Did the Big Bang singularity happen in everywhere in the space that now exists today?

Yes.

If you were to run the big bang back into time, for a closed universe, you would see that the volumn of 3-d space at each time step decreases during the 'collapse' but since the number of fundamental particles and radiation quanta remain the same, because they were produced at the instant of the big bang, the DENSITY of matter and energy in 3-d space increases.

Mathematically, in such a universe, you can calculate exactly what the volume of 3-D space is at each epoch. As you near the big bang itself, the tiny neighborhood surrounding every point in 3-d space becomes smaller and its density of energy rises. At an infinitessimal instant after the big bang in the classical theory of big bang cosmology, the density of these vanishingly small neighborhoods of 3-d space increase to infinity, but do so in a still-finite number of points that remain to define the 3-d closed surface of the remaining space.

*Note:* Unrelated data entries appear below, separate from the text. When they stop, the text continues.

PR #4944, opened 2023-07-24
Master add live iso support

jkonecny12:
Add support for local build of Live ISO with the latest packages.

In case the `anaconda-webui` package is part of the build (by default it is) it will run web UI automatically.

This solution is based on container running QEMU. Virtual Machine will get 80% of your computation resources to run Anaconda and build the ISO.

The kickstart file for creating the Live will be taken from `fedora-kickstarts` upstream project, flattened, and stored to the container. This will save time and could gate some issues.


jkonecny12:
**UPDATED:**
Removed trap from the HTTP server. It was incorrectly used and the container will kill everything at the end anyway so we don't have to care about this.

CONTRIBUTING.rst
```diff
@@ -130,11 +130,18 @@ Build Anaconda RPM files with our container::
...
+  sudo make -f ./Makefile.am anaconda-iso-creator-build # to build the container if it doesn't exists already
+  sudo make -f ./Makefile.am container-iso-build
 
 or for Web UI image run::
 
-  make -f ./Makefile.am container-webui-iso-build
+  sudo make -f ./Makefile.am anaconda-iso-creator-build # to build the container if it doesn't exists already
+  sudo make -f ./Makefile.am container-webui-iso-build
+
+ro for Web UI in Live media run::
```
vojtechtrefny, line 141: Typo: **or** for Web UI in Live media run

rvykydal (approved):

VladimirSlavik (approved):
Mostly LGTM, thank you.
- I don't know if it makes any sense to get the kickstarts in container build. Perhaps doing that in the script might be easier to debug? The amount of data you save is negligible.
- Installing `lorax-lmc-virt` gives me almost a gigabyte of files, but there's a lot of things for architectures we won't ever use. Is it possible to trim this down to something more manageable? (I guess that's rather for @bcl?)

bcl:
> * Installing `lorax-lmc-virt` gives me almost a gigabyte of files, but there's a lot of things for architectures we won't ever use. Is it possible to trim this down to something more manageable? (I guess that's rather for @bcl?)

There's really nothing that can be done there. All it does is install qemu, qemu-kvm and edk2-ovmf, so any extra dependencies are coming from there.

VladimirSlavik:
Thanks for confirming! I'm starting to get the _why_ of lorax. If only it could build containers...

dockerfile/anaconda-live-iso-creator/Dockerfile
```diff
@@ -0,0 +1,61 @@
...
+  dnf install -y \
+# required for ksflatten
+  pykickstart; \
+  mkdir /fedora-kickstarts; \
+  git clone https://pagure.io/fedora-kickstarts.git /fedora-kickstarts; \
+  cd /fedora-kickstarts; \
+  ksflatten -o /lorax/workstation.ks -c fedora-live-workstation.ks; \
+# cleanups of parts which don't need to be part of the container
+  dnf remove -y pykickstart; dnf clean all; \
+  rm -rf /fedora-kickstarts
```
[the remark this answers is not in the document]
VladimirSlavik: It's probably ok, time will tell :)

In an infinite universe...which has always been infinite in its 3-d spatial volume even at the big bang...as you run this collapse back to moments after the big bang, you are still left with an infinite volume to 3-d space, but the density of matter and energy in the neighborhood of each point, becomes infinite. So, unlike the nearly point-like initial 3-d state of the closed universe with its nearly point-like initial singularity, for an infinite universe you end up with an infinite surface which has an infinite density of energy and mass at each point.

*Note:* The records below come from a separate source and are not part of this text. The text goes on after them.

PR #4945, opened 2023-07-24
webui: rename custom mountpoint assignment step to mountpoint mapper

KKoukiou:
This affect the wizard step title, component name, selectors, ids etc.


KKoukiou:
> From storage point of view, I'd prefer something like _mount point mapping_ instead of _partition mapping_ -- users will assign mount points to different types of devices, not necessarily only to partitions so it might be confusing.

This 'classical' description of the initial singularity breaks down when you add quantum mechanics to the picture. The minimum size becomes the Planck length of 10^-33 centimeters, and the density is no higher than 10^95 grams/cc. So, in both open and closed cosmologies, you reach a limiting density of 10^95 gm/cc everywhere. Also, various kinds of phase transitions may come into play to produce inflation once the universe reaches a size of 10^-25 cm.

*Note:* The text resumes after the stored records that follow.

PR #4948, opened 2023-07-25
webui: Prevent the Anaconda window from being closed by keyboard shortcuts

adamkankovsky:
**The changes in this PR do not prevent closing the application window, but only add a confirmation window before quitting.**
In most browsers this behavior is prevented because it could be used to attack https://stackoverflow.com/questions/30781070/prevent-onbeforeunload-to-close-page-in-any-case. 
Therefore, this seems to me to be the only possible solution at the moment.

### DIFF
--- a/ui/webui/src/components/app.jsx
+++ b/ui/webui/src/components/app.jsx
@@ -55,6 +55,8 @@ export const Application = () => {
     const [storeInitilized, setStoreInitialized] = useState(false);
 
     useEffect(() => {
+        // Before unload ask the user for verification
+        window.onbeforeunload = e => "";
         cockpit.file("/run/anaconda/bus.address").watch(address => {
             setCriticalError();
             const clients = [
--- a/ui/webui/test/check-language
+++ b/ui/webui/test/check-language
@@ -112,10 +112,6 @@ class TestLanguage(anacondalib.VirtInstallMachineCase):
         l.check_selected_locale("he_IL")
         b.wait_attr("html", "dir", "rtl")
 
-        # Language direction should persist after reload
-        b.reload()
-        b.wait_attr("html", "dir", "rtl")
-
         l.select_locale("de_DE")
         l.check_selected_locale("de_DE")
         b.wait_attr("html", "dir", "ltr")


ui/webui/src/components/app.jsx
```diff
@@ -55,6 +55,8 @@ export const Application = () => {
     const [storeInitilized, setStoreInitialized] = useState(false);
 
     useEffect(() => {
+        // Before unload ask the user for verification
+        window.onbeforeunload = function (e) { return "" };
```
VladimirSlavik, line 59: Just out of curiosity, can't you do something like this?
```
window.onbeforeunload = e => "";
```
While I personally like the keyword variant more, I guess consistency would be more valuable...

adamkankovsky: Yes, it can be written like that too

KKoukiou (commented):
This gives the default dialog from firefox.

@garrett can we keep this or we need a custom dialog? 

Also @adamkankovsky can we please have a test for this?

garrett:
> @garrett can we keep this or we need a custom dialog?

Unfortunately, I think we're stuck with this.

You used to be able to customize it, but all browsers removed support for this a few years ago: https://stackoverflow.com/questions/38879742/is-it-possible-to-display-a-custom-message-in-the-beforeunload-popup

> The changes in this PR do not prevent closing the application window, but only add a confirmation window before quitting.

We want it specifically for closing the application window, including Ctrl-W, Ctrl-Q, and the (X) icon in the top-right. Bummer.

We _do not_ want this prompt when quitting from the UI. That can and should be handled in-page with a PatternFly modal.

So, in both cases, the answer to the question is rather hard to come by because in a mathematical sense, all the points in today's space existed in the original space at the time of the big bang. Only their separations have changed.

In deeper detail, space is just another name for the gravitational field of the universe which is, fundamentally, a quivering soup of virtual particles...gravitons...which come and go. How these gravitons are supposed to relate to the idea of 'points in space' I don't think is very well understood until we can perfect a quantum theory of gravity.